Rand has talked before about the need to think like a search engineer when you are doing what we do. So a week or two ago, I came up with a theory about how I would look at things if I were a search engineer and set out to prove it.

I was wrong.

My theory went something like this:
If I were a search engineer, I would want an algorithm to determine my results. I would, however, validate these results with human input for at least the highest-volume search queries. For the very highest volume queries in the world, I would hope, by now, to have got it "right" - and that at least the first page of results output from my algorithm would be exactly what I wanted it to be.
With a corollary that:
If this isn't the case, I would strongly consider hand-editing the top results for these huge volume phrases while I worked on the algorithm in order that my search engine worked as well as possible in the meantime.
There is a big question over what the "right" answer should be for very high volume generic queries that I might come back to another time (for generic queries there can often be far more than 10 pages good enough to be on the first page, and choosing between them requires more knowledge about the searcher than you can possibly have). To be clear here - I'm not talking about which results should be top under the current algorithm, but rather which pages should be top when thinking from scratch like a search engineer.

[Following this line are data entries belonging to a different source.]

PR #172, opened 2020-01-31
Fix values in instances from parent patterns

### LINKED ISSUE #160: Set properties on instance from pattern[x] on parent element
When we create an instance, we copy over fixed and pattern values from the Structure Definition onto the instance. However, if an element's value is set by a pattern on that element's parent, the element does not get fixed, because we only account for fixed values that are directly on the element, not for pattern values that may be present on parents of the element. As an example, see the below:
```
* identifier[NPI].value = "1265714091"
// workaround for https://github.com/FHIR/sushi/issues/148: "Pattern in StructureDefinition not reflected in Instance" opened 1-25-2020 by MK
* identifier[NPI].system = "http://hl7.org/fhir/sid/us-npi"   // although URI is not a supported type in FSH yet, apparently you can get away with giving the URI as a string, and the json comes out correctly.
```
If we remove the workaround (i.e., delete the line fixing the system) then the system doesn't get set in the example at all:
```
  "identifier": [
    {
      "value": "1265714091"
    }
  ],
```
Although indentifier[NPI] slice is 0..1, identifier[NPI].system is 1..1 -- so according to our basic rules, it should be set since we're going to identifier[NPI] to set the value. The system element needs to not only be checked to see if it has any direct fixed values, it also needs to be checked to see if parents fix it as well. This is similar to https://github.com/FHIR/sushi/issues/84, and it is likely that solving this issue will make that issue easy to solve, but they are not quite duplicates.

ngfreiter:
This fixes #160 

Values are now fixed on an instance if they are fixed by a pattern[x] element in their parent. One possible way to test this is to build fsh-mcode using SUSHI on master. Then, in Examples.fsh, you should be able to comment out the lines that are labeled as part of a workaround. Then you can build fsh-mcode using SUSHI on this branch. You should get the same result, down to the ordering of the elements in the output. Additionally, you should notice that you do not see the problem that is described in #160

Note that this does not yet add validation to check if an element is fixed by pattern from its parent. This is only adding functionality to set values on an instance according to patterns on parent elements. I am open to adding validation to this PR if the reviewers think I should, but I felt like this could stand on its own.

Whoever reviews, if you can give a good look at the tests, I would appreciate that. I had trouble thinking through different possible test cases. As far as I could think of, my tests cases cover what we need, but I want to make sure this is well tested.

### DIFF
--- a/src/export/InstanceExporter.ts
+++ b/src/export/InstanceExporter.ts
@@ -20,18 +20,18 @@ export class InstanceExporter {
     instanceOfStructureDefinition: StructureDefinition
   ): InstanceDefinition {
     // Fix values from the SD for all elements at the top level of the SD
-    this.setFixedValuesForDirectChildren(
+    this.setFixedValuesFromStructureDefinition(
       instanceOfStructureDefinition.findElement(instanceDef.resourceType),
       '',
       instanceDef,
       instanceOfStructureDefinition
     );
 
-    // All rules will be FixValueRule
+    // Fix all values from the SD
     fshInstanceDef.rules.forEach(rule => {
       rule = replaceReferences(rule, this.tank, this.fisher);
       try {
-        const { fixedValue, pathParts } = instanceOfStructureDefinition.validateValueAtPath(
+        const validated = instanceOfStructureDefinition.validateValueAtPath(
           rule.path,
           rule.fixedValue,
           this.fisher
@@ -39,7 +39,7 @@ export class InstanceExporter {
 
         // For each part of that path, we add fixed values from the SD
         let path = '';
-        for (const [i, pathPart] of pathParts.entries()) {
+        for (const [i, pathPart] of validated.pathParts.entries()) {
           path += `${path ? '.' : ''}${pathPart.base}`;
           // Add back non-numeric (slice) brackets
           pathPart.brackets?.forEach(b => (path += /^[-+]?\d+$/.test(b) ? '' : `[${b}]`));
@@ -51,14 +51,27 @@ export class InstanceExporter {
             .join('.');
           rulePathPart += '.';
 
-          this.setFixedValuesForDirectChildren(
+          this.setFixedValuesFromStructureDefinition(
             element,
             rulePathPart,
             instanceDef,
             instanceOfStructureDefinition
           );
         }
+      } catch (e) {
+        logger.error(e.message, rule.sourceInfo);
+      }
+    });
 
+    // All rules will be FixValueRule
+    fshInstanceDef.rules.forEach(rule => {
+      rule = replaceReferences(rule, this.tank, this.fisher);
+      try {
+        const { fixedValue, pathParts } = instanceOfStructureDefinition.validateValueAtPath(
+          rule.path,
+          rule.fixedValue,
+          this.fisher
+        );
         // Fix value fom the rule
         setPropertyOnInstance(instanceDef, pathParts, fixedValue);
       } catch (e) {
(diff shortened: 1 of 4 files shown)


src/export/InstanceExporter.ts
```diff
@@ -51,14 +51,27 @@ export class InstanceExporter {
...
             instanceDef,
             instanceOfStructureDefinition
           );
         }
+      } catch (e) {
+        logger.error(e.message, rule.sourceInfo);
+      }
+    });
 
+    // All rules will be FixValueRule
```
cmoesel: I feel like the comments on line 30 and this line (60) maybe could be more specific about what's happening.  I.e.,

```
30: // Fix all values from the SD that are exposed when processing the instance rules

66: // Fix all values explicitly set in the instance rules (all rules will be FixValueRule)
```
Or something like that...

src/export/InstanceExporter.ts
```diff
@@ -51,14 +51,27 @@ export class InstanceExporter {
...
+    fshInstanceDef.rules.forEach(rule => {
+      rule = replaceReferences(rule, this.tank, this.fisher);
```
cmoesel: It's not a super big deal, but I noticed you make this function call as the first thing you do in both times you iterate over `fshInstanceDef.rules`.  I think you could eliminate this redundant processing by doing this before you iterate over any rules (i.e., around line 30):

```ts
const rules = fshInstanceDef.map(r => replaceReferences(r, this.tank, this.fisher));
```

To test my theory, I decided to look at the search results for poker-related terms. I think poker's been on my mind since my brother (who won an award this week - congratulations, bro) took me to a casino for my birthday so I could lose money...

I picked three phrases of varying search query volume:

  • poker
  • free online poker
  • rakeback (a term related to poker affiliates)
And then analysed the top set of results over a week-long period.

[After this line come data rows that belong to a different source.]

PR #189, opened 2020-02-03
Valueset Escape Syntax

ngfreiter:
This fixes https://standardhealthrecord.atlassian.net/browse/CIMPL-218.

This adds the ability to use the `^` syntax on ValueSets. The `^` syntax can be used to set metadata attributes on the ValueSet such as "publisher". Unlike on StructureDefinitions, this syntax can only be applied at the root level of the ValueSet, so the rules follow the form:
`* ^caretPath = value`.


src/import/FSHImporter.ts
```diff
@@ -342,6 +343,9 @@ export class FSHImporter extends FSHVisitor {
           valueSet.components.push(vsComponent);
         }
       });
+    caretValueRuleCtx.forEach(caretValueRule =>
+      valueSet.rules.push(this.visitCaretValueRule(caretValueRule))
```
cmoesel: The `caretValueRule` rule in the parser grammar allows for an optional path:
```
caretValueRule:     STAR path? caretPath EQUAL value;
```

The path, however, is not supported in ValueSets.  As this is currently written, I think we would just ignore any path a user specifies and just try to set it at the root.  Instead, if the user specified a path, we should issue an error and reject the rule.  I don't know if we want to do that here (in the importer) or in the exporter.  Either would probably work, and there are good arguments for each, so I'll leave it to you to decide!

ngfreiter: Oh good call. I added a message to the importer, so it'll be logged, and rules with a path will be dropped.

My null hypothesis was that the highest volume phrase ('poker') would be very static through the week. Either the results are actually hand-edited behind the scenes (in which case there is very little chance that they would be edited daily) or the engineers are happy with their algorithm (and, again, trying to think like a search engineer, for a generic search like this, what factors would cause you to change your mind from day to day about the top set of results?).

I have couched a lot of this in scientific language, but I'm not trying to claim my little test was perfect. There are a lot of factors that can spoil it, but taking care to minimise as many of these as I could, below are some charts that show what I found.

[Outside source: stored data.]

PR #418, opened 2020-05-11
Load dependencies from config.yaml

ngfreiter:
This addresses https://standardhealthrecord.atlassian.net/browse/CIMPL-378.

We now look at config.yaml instead of package.json to determine which packages to load.

### DIFF
--- a/src/app.ts
+++ b/src/app.ts
@@ -114,7 +114,7 @@ async function app() {
   }
 
   // Ensure FHIR R4 is added as a fhirVersion
-  const dependencies = config.dependencies;
+  const dependencies = config.dependencies ?? [];
   if (!config.fhirVersion.includes('4.0.1')) {
     logger.error(
       'The config.yaml must specify FHIR R4 as a fhirVersion. Be sure to' +
--- a/src/app.ts
+++ b/src/app.ts
@@ -113,28 +113,31 @@ async function app() {
     return;
   }
 
-  // Ensure FHIR R4 is added as a dependency
-  const fhirR4Dependency = packageJSON.dependencies?.['hl7.fhir.r4.core'];
-  if (fhirR4Dependency !== '4.0.1') {
+  // Ensure FHIR R4 is added as a fhirVersion
+  const dependencies = config.dependencies;
+  if (!config.fhirVersion.includes('4.0.1')) {
     logger.error(
-      'The package.json must specify FHIR R4 as a dependency. Be sure to' +
-        ' add "hl7.fhir.r4.core": "4.0.1" to the dependencies list.'
+      'The config.yaml must specify FHIR R4 as a fhirVersion. Be sure to' +
+        ' add "fhirVersion: 4.0.1" to the config.yaml file.'
     );
     return;
+  } else {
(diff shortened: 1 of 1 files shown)


src/app.ts
```diff
@@ -113,28 +113,31 @@ async function app() {
     return;
   }
 
-  // Ensure FHIR R4 is added as a dependency
-  const fhirR4Dependency = packageJSON.dependencies?.['hl7.fhir.r4.core'];
-  if (fhirR4Dependency !== '4.0.1') {
+  // Ensure FHIR R4 is added as a fhirVersion
+  const dependencies = config.dependencies;
```
mint-thompson, line 117: `config.dependencies` will be `undefined` if there were no dependencies listed in the configuration file, so an empty list should be used as a backup.

ngfreiter: Thanks for catching that, fixed in https://github.com/FHIR/sushi/pull/418/commits/751800e0d5398398eff0f617aab1bcc8c1a451d3

src/app.ts
```diff
@@ -113,28 +113,31 @@ async function app() {
...
     logger.error(
-      'The package.json must specify FHIR R4 as a dependency. Be sure to' +
-        ' add "hl7.fhir.r4.core": "4.0.1" to the dependencies list.'
+      'The config.yaml must specify FHIR R4 as a fhirVersion. Be sure to' +
+        ' add "fhirVersion: 4.0.1" to the config.yaml file.'
     );
     return;
+  } else {
+    // Add hl7.fhir.r4.core so that it will be loaded as dependency
+    dependencies.push({ packageId: 'hl7.fhir.r4.core', version: '4.0.1' });
```
jafeltra, line 126: I don't think there is really any harm in this, but I think it is technically possible to have someone specify R4 in the dependencies and then add it again here. Is that okay?

ngfreiter: You're right that would be possible, it wouldn't break anything, just load the files two times. Do you think it makes more sense to:
* Leave it as it currently is and let files be loaded twice.
* Check if `hl7.fhir.r4.core` so that it is only loaded once.
* Do the bullet point above, but also give a warning message saying the `hl7.fhir.r4.core` in the dependency list is not doing anything and should be removed.

ngfreiter: Actually I take that back, I believe the files don't actually even get loaded twice, because we cache the definitions.

jafeltra: Oh true so it just finds it in local cache the second time (if it isn't also there the first time)? I feel like since it really doesn't do any harm, I'm fine without a warning. I'd even be fine with the first bullet point (so just leave this as it is), I just wanted to confirm that it wasn't harmful, which it seems like it isn't!

ngfreiter: Yeah not only the local cache, as in `/.fhir` but I mean actually loading into memory. As in the first time, the 4.0.1 definitions will be loaded into memory, and the second time, we find that the definitions are already loaded into memory, so the files aren't even loaded a second time from `/.fhir`. And I've confirmed this is indeed how it works.

jafeltra: Ah gotcha! Okay I'm fine with leaving this as it is then!

PR #420, opened 2020-05-12
Copy package-list.json from ig-data

ngfreiter:
This PR aligns package-list.json with the behavior of menu.xml, and the planned behavior of ig.ini.
* If `history` is in config.yaml, that is used to generate package-list.json. If an ig-data/package-list.json also exists, a warning is emitted.
* If an ig-data/package-list.json exists and there is no `history` in config.yaml, then the ig-data/package-list.json is copied to the output.
* If neither exist, then we do nothing (although if the IG is an HL7 IG, we do emit a warning, since HL7 IGs should have a package-list.json)


src/ig/IGExporter.ts
```diff
@@ -1065,27 +1065,33 @@ export class IGExporter {
...
+        );
+      }
+    } else if (isIgDataPackageList) {
+      this.copyAsIs(packageListPath, path.join(igPath, 'package-list.json'));
+      logger.info('Copied ig-data/package-list.json.');
     } else if (/^https?:\/\/hl7.org\//.test(this.config.canonical)) {
       logger.warn(
-        'HL7 IGs must have a package-list.json. Please define "history" in config.yaml to generate one.'
+        'HL7 IGs must have a package-list.json. Please define "history" in config.yaml to generate one, ' +
+          'or add a package-list.json at ig-data/package-list.json'
```
cmoesel, line 1094: Do we want to warn on this?  For users who maybe don't use ig-data, but rely on package-list.json already being in the target folder, then even though they don't have it in ig-data, the overall workflow _will_ work...

ngfreiter: Yeah I guess that would be annoying for us to be warning someone who is still doing things right. On the other hand, a warning isn't an error, we are just saying we think you might be wrong, but maybe you know better.

But I think it's better to just not warn. I don't think this warning does much for us anyway. I'll remove it.

ngfreiter: To be clear though, I am going to not warn at all, not try to also detect if they have a package-list.json already in their target, because I don't think that's a road we want to head down.

ngfreiter: Warning gone in https://github.com/FHIR/sushi/pull/420/commits/aea4e46d9b92477f69631401906fe99ed8f3478d

src/ig/IGExporter.ts
```diff
@@ -1065,28 +1065,29 @@ export class IGExporter {
...
       this.updateOutputLog(outputPath, [this.configPath], 'generated');
-    } else if (/^https?:\/\/hl7.org\//.test(this.config.canonical)) {
-      logger.warn(
-        'HL7 IGs must have a package-list.json. Please define "history" in config.yaml to generate one.'
-      );
+      if (isIgDataPackageList) {
+        logger.warn(
+          'A package-list.json file is configured with "history" in config.yaml and provided in ig-data/package-list.json. ' +
+            'Only the package-list configured by config.yaml will be used to generate a package-list.json. ' +
+            'Remove the "history" in config.yaml to use the package-list.json in ig-data/package-list.json.'
```
cmoesel, line 1085: I feel like this message is a little awkward sounding.  I'm definitely biased, but I kind of like the general feel of the one I did for template/ig.ini: https://github.com/FHIR/sushi/blob/f59d3e196e2da19e7f61ec985c2b5c91a14bffcf/src/ig/IGExporter.ts#L986-L989

I won't hold up the PR for this, but I do feel like the message could be improved.

ngfreiter:
This should use `path.sep` instead of `/` in comments as @cmoesel does in #421.

src/ig/IGExporter.ts
ngfreiter: I agree, and am changing it currently.

ngfreiter: Ok in https://github.com/FHIR/sushi/pull/420/commits/e1b96568538bc6b2c3a675224ec51665d0416f93 I made the warning more closely align with the one for template/ig.ini, and I also did the same for the relevant warning for menu/menu.xml, so now all three warnings will be very similar.

jafeltra: Oh thank you! I was thinking of doing that also, so I'm glad you did it!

These are charts of rankings over time: the x-axis is time (from the 28th October to 6th November this year) and the y-axis is ranking at Google.com (gl=US). Each of the lines (or points in some cases) is a different page (generally different website - there were no examples of different pages off the same site swapping for each other in the results sampled).

I haven't labeled the points and lines because this isn't about whether I see the same results as you or whether they are still ranking (or even about tactics or underhanded techniques). I think the patterns are what is interesting:

poker ranking graph

Anyway, you can see how wrong I was.

The 'poker' search which I thought would have acted as though it were hand-edited over a short timescale like this (even if it isn't actually) in fact behaved differently to my prediction in two ways:

  1. The results changed almost entirely on each of the first three days. I still find this hard to believe. As a search engineer, what (in the absence of news, which wasn't in evidence during the course of this week) could cause you to want to change practically the whole set of results for such a high volume search phrase from day to day?
  2. Even with the same set of results in the latter part of the week, there were some pretty significant movements:
free online poker ranking graph

The 'free online poker' search behaved far more like I was expecting for a high volume search phrase. It shows evidence of being algorithmic (the pinpoint result that dropped in on the fourth day subsequently went into free fall and now ranks somewhere in the 60s). I think this shows that it got there via some kind of manipulation (I haven't looked into what, and for the purposes of this analysis, I don't think it matters - I don't think that it came in via a hand edit). Apart from that, the rankings are fairly stable with gradual changes and few surprises.

rakeback ranking graph

I like the pattern of the 'rakeback' search results, the serenity of the top three with chaos below. Obviously I wouldn't like it much if I were number 4, but that's a different story. Given the range of insights above, I'm not sure that this graph actually tells us all that much, but since I gathered the data, I thought I'd include it for completeness.

So what can we learn from this and feed back into my initial assumptions to correct them and see where we end up? I'd love to hear others' thoughts in the comments, but the things I have come up with are:

  • Methodology: I am the first to admit that this is not a scientific study (to understand what is really going on, I would need to see referral data for all the top results - not something I have access to for high volume searches).
  • Testing: even if I am correct and results are as they would be if hand-edited for top volume search queries, given the data-driven nature of Google, they would want to test variants to see if they satisfied their users more.
  • Spam: perhaps the algorithm is 'nearly right' but still susceptible to attacks such as the one we see in the single data point in the 'free online poker' results.
  • News: obviously, when a query deserves freshness (QDF) the results are going to be shaken up regularly. I don't think that is the case in any of these examples, as none of the results coming or going were particularly timely.
What do you think? I'd love to hear your thoughts in the comments.